### What the task asks
Your answer should be the lines below from the one with "Use unique errno values for AIX" to the one with "Thanks @xingxue-ibm for", both included, given again exactly and with nothing added.

────────────────────

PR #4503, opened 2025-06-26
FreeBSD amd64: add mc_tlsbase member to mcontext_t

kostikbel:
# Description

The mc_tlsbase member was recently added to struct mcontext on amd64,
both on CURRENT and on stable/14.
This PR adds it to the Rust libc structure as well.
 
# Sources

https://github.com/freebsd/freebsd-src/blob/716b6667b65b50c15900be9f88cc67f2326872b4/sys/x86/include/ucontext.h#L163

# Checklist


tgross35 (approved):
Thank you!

────────────────────

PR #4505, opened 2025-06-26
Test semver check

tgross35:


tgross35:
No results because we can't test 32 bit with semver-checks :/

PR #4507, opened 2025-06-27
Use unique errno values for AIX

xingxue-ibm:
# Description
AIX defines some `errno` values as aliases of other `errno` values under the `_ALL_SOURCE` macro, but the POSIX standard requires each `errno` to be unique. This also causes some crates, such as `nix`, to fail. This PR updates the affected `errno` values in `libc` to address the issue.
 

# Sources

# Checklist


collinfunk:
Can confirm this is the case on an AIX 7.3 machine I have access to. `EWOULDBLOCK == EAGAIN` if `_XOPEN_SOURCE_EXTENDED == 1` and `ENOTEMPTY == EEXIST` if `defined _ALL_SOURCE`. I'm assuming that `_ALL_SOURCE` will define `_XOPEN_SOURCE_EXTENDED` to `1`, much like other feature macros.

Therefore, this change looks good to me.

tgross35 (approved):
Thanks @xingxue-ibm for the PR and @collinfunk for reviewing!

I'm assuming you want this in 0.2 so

────────────────────

### Task answer
Use unique errno values for AIX

xingxue-ibm:
# Description
AIX defines some `errno` values as aliases of other `errno` values under the `_ALL_SOURCE` macro, but the POSIX standard requires each `errno` to be unique. This also causes some crates, such as `nix`, to fail. This PR updates the affected `errno` values in `libc` to address the issue.
 

# Sources

# Checklist


collinfunk:
Can confirm this is the case on an AIX 7.3 machine I have access to. `EWOULDBLOCK == EAGAIN` if `_XOPEN_SOURCE_EXTENDED == 1` and `ENOTEMPTY == EEXIST` if `defined _ALL_SOURCE`. I'm assuming that `_ALL_SOURCE` will define `_XOPEN_SOURCE_EXTENDED` to `1`, much like other feature macros.

Therefore, this change looks good to me.

tgross35 (approved):
Thanks @xingxue-ibm for the PR and @collinfunk for reviewing!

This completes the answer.